RAF Spitalgate, formerly known as RFC Station Grantham and RAF Station Grantham, was a Royal Flying Corps and Royal Air Force station, located 2 mi (3.2 km) south east of the centre of Grantham, Lincolnshire, England fronting onto the main A52 road. The station opened in 1915 as Royal Flying Corps Station Grantham, becoming RAF Station Grantham on 1 April 1918 - a name it bore until 1942 when it was renamed as RAF Station Spitalgate. RAF Station Spitalgate continued as a Royal Air Force base with various specialities until 1975. (Source: Wikipedia)

Research Tips

Lincolnshire is very low-lying and land had to be drained for agriculture to be successful. The larger drainage channels, many of which are parallel to each other, became boundaries between parishes. Many parishes are long and thin for this reason.

There is much fenland in Lincolnshire, particularly in the Boston and Horncastle areas. Fenlands tended to be extraparochial before the mid 1850s, and although many sections were identified with names and given the title "civil parish", little information has been found about them. Many appear to be abolished in 1906, but the parish which adopts them is not given in A Vision of Britain through Time. Note the WR category Lincolnshire Fenland Settlements which is an attempt to organize them into one list.

From 1889 until 1974 Lincolnshire was divided into three administrative counties: Parts of Holland, Parts of Kesteven and Parts of Lindsey. These formal names do not fit with modern grammatical usage, but that is what they were, nonetheless. In 1974 the northern section of Lindsey, along with the East Riding of Yorkshire, became the short-lived county of Humberside. In 1996 Humberside was abolished and the area previously in Lincolnshire was made into the two "unitary authorities" of North Lincolnshire and North East Lincolnshire. The remainder of Lincolnshire was divided into "non-metropolitan districts" or "district municipalities" in 1974. Towns, villages and parishes are all listed under Lincolnshire, but the present-day districts are also given so that places in this large county can more easily be located and linked to their wider neighbourhoods. See the WR placepage Lincolnshire, England and the smaller divisions for further explanation.

  • Maps provided online by A Vision of Britain through Time show all the parishes and many villages and hamlets. (Small local reorganization of parishes took place in the 1930s led to differences between the latter two maps.):
  • FindMyPast now has a large collection of Lincolnshire baptisms, banns, marriages and burials now available to search by name, year, place and parent's names. This is a pay website. (blog dated 16 Sep 2016)
  • GENUKI's page on Lincolnshire's Archive Service gives addresses, phone numbers, webpages for all archive offices, museums and libraries in Lincolnshire which may store old records and also presents a list entitled "Hints for the new researcher" which may include details of which you are not aware.

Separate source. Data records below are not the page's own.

PR #277, opened 2024-11-11
vhost: Refactor reply header initialization in POSTCOPY_ADVISE

dorindabassey:
### Summary of the PR

In BackendReqHandler::POSTCOPY_ADVISE, refactor the reply header
initialization for clarity and reuse.

### Requirements

requirements:

  test.

### DIFF
--- a/vhost/CHANGELOG.md
+++ b/vhost/CHANGELOG.md
@@ -8,6 +8,7 @@
 ### Deprecated
 
 ### Fixed
+- [[#277]](https://github.com/rust-vmm/vhost/pull/277) vhost: Fix reply header for error case in POSTCOPY_ADVISE
 
 ## v0.13.0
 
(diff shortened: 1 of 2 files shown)


stefano-garzarella:
This is more of a fix than just a refactoring, so I would make that clear in the title and description.
Something like:
```
vhost: fix reply header for error case in POSTCOPY_ADVISE

...
```

Please add this PR in the changelog as well, since this fix the communication with the frontend.

dorindabassey:
> This is more of a fix than just a refactoring, so I would make that clear in the title and description. Something like:
> 
> ```
> vhost: fix reply header for error case in POSTCOPY_ADVISE
> 
> ...
> ```
> 
> Please add this PR in the changelog as well, since this fix the communication with the frontend.

Ok noted, although I didn't think it needed a changelog since it was quite small.

stefano-garzarella (approved):

Ablu (approved):

PR #284, opened 2025-03-08
Added function get_enabled to export vring enable status.

WeiChungHsu:
### Summary of the PR
Added function get_enabled to export vring enable status.

I am working on snapshot/restore feature for vhost-device-vsock crate. And during snapshot, system sends "FrontendReq::SET_VRING_ENABLE, enable false" to vhost-device-vsock device. Then the vring was disabled. However, the vring tx/rx queue still execute iter() which will return error and then system (vring) hang because vring has been disabled.

My proposed solution to solve this snapshot/restore hang issue is adding vring enable status checking before access/iter() the vring. Therefore, we need this get_enabled function to check if vring is enabled or disabled. I believe in the future, other vhost device may have similar hang issue when it executes snapshot.

### Requirements

requirements:

  test.

### DIFF
--- a/vhost/src/lib.rs
+++ b/vhost/src/lib.rs
@@ -1,7 +1,7 @@
 // Copyright (C) 2019 Alibaba Cloud. All rights reserved.
 // SPDX-License-Identifier: Apache-2.0 or BSD-3-Clause
 
-//! Virtio Vhost Backend Drivers
+//! # Virtio Vhost Backend Drivers
 //!
 //! Virtio devices use virtqueues to transport data efficiently. The first generation of virtqueue
 //! is a set of three different single-producer, single-consumer ring structures designed to store


Ablu:
Do you have an example how the corresponding change looks on the `vhost-device-vsock` side?

WeiChungHsu:
> Do you have an example how the corresponding change looks on the `vhost-device-vsock` side?

When the Vring is disabled (and queue set to not ready), the [vhu_vsock_thread.rs](http://vhu_vsock_thread.rs/) still try to iterate and read RX queue, therefore, it hang at this line:
https://github.com/rust-vmm/vhost-device/blob/main/vhost-device-vsock/src/vhu_vsock_thread.rs#L591-L594

Furthermore, it hang because this Queue iter() operation return error at this line:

These suggestions are becoming more and more outdated, but there's no telling what may be expected in a small library.
  • GENUKI also has pages of information on individual parishes, particularly ecclesiastical parishes. The author may just come up with morsels not supplied in other internet-available sources.
  • Deceased Online now has records for 11 cemeteries and two crematoria in Lincolnshire. This includes Grimsby's Scartho Road cemetery, Scartho Road crematorium, and Cleethorpes cemetery, council records for the City of Lincoln and Gainsborough, and older church records from The National Archives for St Michael's in Stamford, and St Mark's in Lincoln, dating back to 1707. This is a pay website.